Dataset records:

Issue #388, opened 2020-07-13
Azure Blob Storage  Component- Add "decode base64" option to output binding


mtaghavi2005:
## Describe the proposal

In order to save some file types with binary content on Azure Blob Storage we need to decode base64 payload to corresponding object array. Otherwise, they will be stored on Blob Storage with base64 encoding content and get corrupted. 

It would be great if there is an option (decodeBase64) just like what is already done for Azure Service Bus Component ( #232 ).

```yaml
apiVersion: dapr.io/v1alpha1
kind: Component
metadata:
  name: <NAME>
  namespace: <NAMESPACE>
spec:
  type: bindings.azure.blobstorage
  metadata:
  - name: storageAccount
    value: myStorageAccountName
  - name: storageAccessKey
    value: ***********
  - name: container
    value: container1
  - name: decodeBase64
    value: "true"
```

mtaghavi2005:
I've already done it in following branch:
[https://github.com/mtaghavi2005/components-contrib/tree/add-decode-base64-to-azure-blob-storage](https://github.com/mtaghavi2005/components-contrib/tree/add-decode-base64-to-azure-blob-storage)

If it is applicable, I will submit a PR.
Thank you in advance.

yaron2:
Yes, this can be a good addition.
Feel free to submit a PR.

/cc @lynn-orrell.

philliphoff:
For the sake of consistency, should this capability also be applied to the Azure blob-backed state component?

youngbupark:
> For the sake of consistency, should this capability also be applied to the Azure blob-backed state component?

@philliphoff That's fair. I will create separate issue to handle this. 

cc/ @mchmarny @msfussell @yaron2

youngbupark:
@philliphoff you already created the issue :)

youngbupark:
@mtaghavi2005 Can you please double-check your change with the latest Dapr edge build ? 

Download Link - https://github.com/dapr/dapr/actions/runs/268901219

1. Download correct os and arch binary
2. replace ~/.dapr/bin/daprd with downloaded daprd.
3. Test

mtaghavi2005:
> @mtaghavi2005 Can you please double-check your change with the latest Dapr edge build ?
> 
> Download Link - https://github.com/dapr/dapr/actions/runs/268901219
> 
> 1. Download correct os and arch binary
> 2. replace ~/.dapr/bin/daprd with downloaded daprd.
> 3. Test

[...]

PR #393, opened 2020-07-14
add decodeBase64 option to azure blob storage component

mtaghavi2005:
# Description

Allow Azure Blob Storage binding to decode base64 file content.

In order to save some file types with binary content on Azure Blob Storage we need to decode base64 payload to corresponding object array. Otherwise, they will be stored on Blob Storage with base64 encoding content and get corrupted. 

By configuring the component option decodeBase64 to "true" the component will decode the file content for you:

```yaml
apiVersion: dapr.io/v1alpha1
kind: Component
metadata:
  name: <NAME>
  namespace: <NAMESPACE>
spec:
  type: bindings.azure.blobstorage
  metadata:
  - name: storageAccount
    value: myStorageAccountName
  - name: storageAccessKey
    value: ***********
  - name: container
    value: container1
  - name: decodeBase64
    value: "true"
```

## Issue reference

Please reference the issue this PR will close: #388 

## Checklist

* [x] Code compiles correctly
* [x] Created/updated tests


bindings/azure/blobstorage/blobstorage.go
```diff
@@ -135,9 +136,25 @@ func (a *AzureBlobStorage) Invoke(req *bindings.InvokeRequest) (*bindings.Invoke
...
+	unescapedData, unescapeError := strconv.Unquote(string(req.Data))
 
-	_, err := azblob.UploadBufferToBlockBlob(context.Background(), []byte(unescapedData), blobURL, azblob.UploadToBlockBlobOptions{
+	if unescapeError != nil {
+		return nil, unescapeError
+	}
+
+	var data []byte
+
+	if a.metadata.DecodeBase64 == "true" {
```
tcnghia, line 147: Is `"true"` the only allowed positive value? What about other variations like `"True"`, etc?

mtaghavi2005: That's true. Currently, no other positive variations are valid. I have implemented it just like other components like [azure storagequeue](https://github.com/dapr/components-contrib/blob/04ce9b829946707fcf7abcb55b6a5ea6e749c86d/bindings/azure/storagequeues/storagequeues.go#L160) due to consistency. But I agree with you, that it could be more convenient to support other variations as well.

bindings/azure/blobstorage/blobstorage.go
```diff
@@ -135,9 +136,25 @@ func (a *AzureBlobStorage) Invoke(req *bindings.InvokeRequest) (*bindings.Invoke
...
 	// Unescape data which will still be a JSON string
-	unescapedData, _ := strconv.Unquote(string(req.Data))
+	unescapedData, unescapeError := strconv.Unquote(string(req.Data))
 
-	_, err := azblob.UploadBufferToBlockBlob(context.Background(), []byte(unescapedData), blobURL, azblob.UploadToBlockBlobOptions{
+	if unescapeError != nil {
+		return nil, unescapeError
+	}
+
+	var data []byte
```
tcnghia, line 145:
```suggestion
	data := []byte(unescapedData)
```
(avoiding an uninitialized var)

bindings/azure/blobstorage/blobstorage.go
```diff
@@ -135,9 +136,25 @@ func (a *AzureBlobStorage) Invoke(req *bindings.InvokeRequest) (*bindings.Invoke
...
+
+	if a.metadata.DecodeBase64 == "true" {
+		decoded, decodeError := b64.StdEncoding.DecodeString(unescapedData)
+		if decodeError != nil {
+			return nil, decodeError
+		}
+		data = decoded
+	} else {
+		data = []byte(unescapedData)
+	}
```
tcnghia, line 155:
```suggestion
	}
```

tcnghia (changes requested):

bindings/azure/blobstorage/blobstorage.go
mtaghavi2005: You 're right. But what if I extend documentation for this component instead of commenting code? Which one would be better?

mtaghavi2005: Done!

tcnghia (approved):

youngbupark (approved):
lgtm. thanks for your contribution.

Issue #486, opened 2020-09-29
Force HTTPS on final redirect from oauth2 middleware


TenSt:
**Case:** A web-app which is exposed over HTTPS and access API that are behind darp + oauth2 middleware.

**Problem:** 'Location' header in the final redirect from dapr oauth2 middleware contains HTTP and redirect request is blocked by browser with mixed-content error.

**Solution:** add new key to metadata. If key is true - force HTTPS on final redirect to not get blocked by browser.

**Justification:** A case when web-app communicates with api or some other backend over HTTPS is pretty common. dapr does a very good job on protecting API, especially in conjunction with Oauth2 middleware. The issue is that dapr doesn't operate over HTTPS. HTTPS request to dapr can be handled by Nginx tls configuration or something similar (it verifies that connection is secure and then changes scheme to HTTP), but in the final redirect dapr oauth2 middleware returns 'Location' header with 'http' as a scheme and that leads to mixed-content errors in browser.

**Code**: I already have a POC written and verified in the k8s environment, so can create pull request to cover this.

yaron2:
Thanks for raising this, a PR would be welcome.

TenSt:
Thanks @yaron2. I've created new PR and issue in the docs repo to cover it.

PR #487, opened 2020-09-29
Adding force https metadata key

TenSt:
# Description

Added `ForceHTTPS` key to metadata and simple if statement that will handle forcing https in the Location header of the final redirect from oauth2 middleware. 

## Issue reference

Reference to the issue this PR will close: #486

## Checklist

* [x] Code compiles correctly
* [x] Created/updated tests - there were no tests for this middleware, so I didn't created any new ones.
* [x] Extended the documentation / Created issue in the https://github.com/dapr/docs/ repo: dapr/docs#836
* [x] Tested in the k8s environment with the latest stable dapr release v0.10.0.


middleware/http/oauth2/oauth2_middleware.go
```diff
@@ -81,6 +82,9 @@ func (m *Middleware) GetHandler(metadata middleware.Metadata) (func(h fasthttp.R
 			} else {
 				authState := session.GetString(savedState)
 				redirectURL := session.GetString(redirectPath)
+				if meta.ForceHTTPS == "true" {
```
youngbupark, line 85: I would change ForceHTTP to lowercase first and compare with `"true"`

middleware/http/oauth2/oauth2_middleware.go
```diff
@@ -81,6 +82,9 @@ func (m *Middleware) GetHandler(metadata middleware.Metadata) (func(h fasthttp.R
...
+					redirectURL = "https://" + string(ctx.Request.Host()) + redirectURL
```
youngbupark, line 86: Can we make "http://" const?

middleware/http/oauth2/oauth2_middleware.go
```diff
@@ -81,6 +82,9 @@ func (m *Middleware) GetHandler(metadata middleware.Metadata) (func(h fasthttp.R
...
+				}
```
youngbupark, line 87: Please add unit-test for this change.

youngbupark (changes requested):
Thanks for your contribution! I left some comments. please add unit-test as well.

middleware/http/oauth2/oauth2_middleware.go
TenSt: Done.

middleware/http/oauth2/oauth2_middleware.go
TenSt: Done. Added const `https`.

middleware/http/oauth2/oauth2_middleware.go
TenSt: Working on it.

TenSt: Hi @youngbupark. Could you please give me advice on how unit test for this should be done? This is a Authorization Code Flow of OAuth2 protocol which should be done via browser to pass user credentials directly to Authorization Provider without getting them to the app. When I was testing it locally I've setup whole infrastructure in order to do that. There is no existing unit tests for this middleware, so I can't mimic existing tests or extend them. Maybe I'm looking at the wrong direction and don't see some obvious ways to do this. Advice or help would be appreciated.

youngbupark: Thanks for your investigation and your time. The initial ask is to test the below code by separating it as separate method or using mock:

```
redirectURL := session.GetString(redirectPath)
				if meta.ForceHTTPS == "true" {
					redirectURL = "https://" + string(ctx.Request.Host()) + redirectURL
				}
```

If it is difficult to write the test without the actual backend service support and you validate it locally, I am ok to merge it now.  @yaron2 any objection?

JFYI - We are planning to have conformance test. we will provide the common test infra for middleware test later. @mukundansundar

youngbupark (approved):

yaron2:
Thanks for this @TenSt

TenSt:
@yaron2 it was my pleasure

_Problem_
Collect the complete line wherever the string "double" appears in the records.

_Result of the exercise_
@mtaghavi2005 Can you please double-check your change with the latest Dapr edge build ? 
> @mtaghavi2005 Can you please double-check your change with the latest Dapr edge build ?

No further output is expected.